Loďck Peyron, skipper of sistership Code One, disagrees:
‘Conservative? From the exterior, maybe. The innovations are there but you
cannot see them. Only results talk!’ And the numbers talked immediately: 34.7
knots on the day of the official launch. One month later, Club Med smashed the
previous 24-hour record with a new mark of 625.7 miles at an average of 26.07
knots.
As a member of the Ocean Passage Committee, I was fortunate
to be dispatched to San Salvador to check Club Med’s time after her new record
on Columbus’s old track.
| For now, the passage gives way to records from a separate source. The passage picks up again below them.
PR #682, opened 2026-04-10
fix: pass legacyAlgorithms to port forwarding SSH connections

### LINKED ISSUE #678: Bug: [Feature Request] Add SSH algorithm compatibility options for legacy servers (MACs, KexAlgorithms)
## Problem Description

I'm trying to use netcatty to create an SSH local port forwarding through a jump server to access an internal server, but the connection fails when the SSH server uses older cryptographic algorithms.

## Environment

- **netcatty version**: [Please fill in your version]
- **OS**: Windows 10/11
- **Local SSH client**: OpenSSH_for_Windows_9.5p1
- **Remote SSH server**: OpenSSH_7.4

## Steps to Reproduce

1. Configure a local forwarding rule:
   - **Bind Address**: 127.0.0.1
   - **Local Port**: 10022
   - **Jump Server**: A server (32.110.38.175:22)
   - **Target Address**: 192.168.2.2:22
   
2. Click "Start" to initialize the tunnel

3. Error occurs immediately

## Error Messages
Error invoking remote method 'netcatty:start': Error: Connection lost before handshake

### netcatty GUI Error:

Image

binaricat:
## Summary
- Thread the host's `legacyAlgorithms` setting through to the port forwarding SSH connection, so tunnels to older SSH servers (e.g. OpenSSH 7.4) can negotiate legacy key exchange and cipher algorithms

Closes #678

## Root cause
The SSH terminal path correctly passes `legacyAlgorithms` through `buildAlgorithms()` to enable older algorithms like `diffie-hellman-group14-sha1`, `aes128-cbc`, and `ssh-rsa` when the host setting is toggled on. But the port forwarding path was never wired up — it always used modern-only algorithms, causing "Connection lost before handshake" when the jump server or target host only supports legacy algorithms.

## Changes (3 files, +6 / -1)
- **`sshBridge.cjs`**: export `buildAlgorithms` so `portForwardingBridge` can reuse it
- **`portForwardingBridge.cjs`**: destructure `legacyAlgorithms` from payload, add `algorithms: buildAlgorithms(legacyAlgorithms)` to `connectOpts`, thread `legacyAlgorithms` into the `connectThroughChain` options for jump host connections
- **`portForwardingService.ts`**: pass `host.legacyAlgorithms` in the `startPortForward` bridge call

## Test plan
- [ ] Configure a host with `legacyAlgorithms` enabled that runs an older SSH server (OpenSSH 7.4 or similar)
- [ ] Create a local port forwarding rule through that host
- [ ] Verify the tunnel connects successfully (no "Connection lost before handshake")
- [ ] Verify tunnels to modern SSH servers still work with `legacyAlgorithms` disabled
- [ ] Verify jump host chain forwarding also works with `legacyAlgorithms` enabled on the jump host

### DIFF
--- a/electron/bridges/portForwardingBridge.cjs
+++ b/electron/bridges/portForwardingBridge.cjs
@@ -10,7 +10,7 @@ const net = require("node:net");
 const { Client: SSHClient } = require("ssh2");
 const { NetcattyAgent } = require("./netcattyAgent.cjs");
 const keyboardInteractiveHandler = require("./keyboardInteractiveHandler.cjs");
-const { connectThroughChain } = require("./sshBridge.cjs");
+const { connectThroughChain, buildAlgorithms } = require("./sshBridge.cjs");
 const { createProxySocket } = require("./proxyUtils.cjs");
 const { 
   buildAuthHandler, 
@@ -59,6 +59,7 @@ async function startPortForward(event, payload) {
     proxy,
     jumpHosts = [],
     identityFilePaths,
+    legacyAlgorithms,
   } = payload;
 
   const conn = new SSHClient();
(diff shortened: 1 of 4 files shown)


binaricat:
@codex review

PR #698, opened 2026-04-12
[codex] Add vault root ungrouped host filter toggle

binaricat:
## What changed
- added a new setting in the Vault section of Appearance settings to let users show only ungrouped hosts in the root host list
- updated the root host list so that, when the toggle is enabled, it only shows hosts without a group while grouped hosts remain available through the sidebar groups
- wired the new setting into synced settings so the preference carries across devices
- added English and Chinese copy for the new setting

## Why this changed
Issue #638 asked for more control over what appears in the main host list. The current root view shows every host, which makes grouped hosts appear twice: once through their group and again in the root list. This toggle reduces clutter without changing grouped navigation.

## User impact
- users who prefer the current behavior do not need to change anything
- users who want a cleaner root view can enable the new toggle and keep the root list focused on ungrouped hosts only

## Validation
- `npm run lint`
- `npm run build`

### DIFF
--- a/App.tsx
+++ b/App.tsx
@@ -1469,6 +1469,8 @@ function App({ settings }: { settings: SettingsState }) {
             onClearUnsavedConnectionLogs={clearUnsavedConnectionLogs}
             onRunSnippet={runSnippet}
             onOpenLogView={openLogView}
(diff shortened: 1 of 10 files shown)


binaricat:
@codex review

PR #701, opened 2026-04-12
feat: preserve terminal buffer across reconnect (#695)

### LINKED ISSUE #695: 连接断开，重连之后，能否保持断开之前的屏幕记录，不清屏。
连接断开，重连之后，能否保持断开之前的屏幕记录，不清屏。

binaricat:
## Summary
- `handleRetry` in `components/Terminal.tsx` used to call `term.reset()` on disconnect + "Start Over", which wipes both the visible screen and the scrollback. Users lost all context from the previous session the moment they clicked retry.
- Replace the `reset()` with the existing `preserveTerminalViewportInScrollback` utility (already used to keep content when the remote sends CSI 2J), plus explicit escape sequences for the modes that actually matter when crossing session boundaries: mouse tracking (1000/1002/1003/1006), alt-screen (1049), SGR colors, and cursor visibility. Also home the cursor.
- Net effect: after a reconnect, the user sees a fresh prompt from the new session but can scroll up to read everything from before the disconnect.

Fixes #695

## Test plan
- [x] SSH into a host, run a few commands (e.g. `ls`, `ps`, `top` then quit).
- [x] Force the connection to drop (e.g. close the network, restart sshd, or kill the tunnel).
- [x] Click "Start Over" / retry.
- [x] After reconnect succeeds, scroll the terminal up and confirm the prior session's output is still visible in scrollback.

Along with sails I had enjoyed with Dalton’s team
in Brittany, the brief 400- mile journey on to Miami was helpful in better
understanding the power of the beast. During my first watch at the helm,
approaching Nassau, I was literally amazed by the immediate reaction of the
rudders. The boat is a true bicycle, so responsive to a slight touch of helm!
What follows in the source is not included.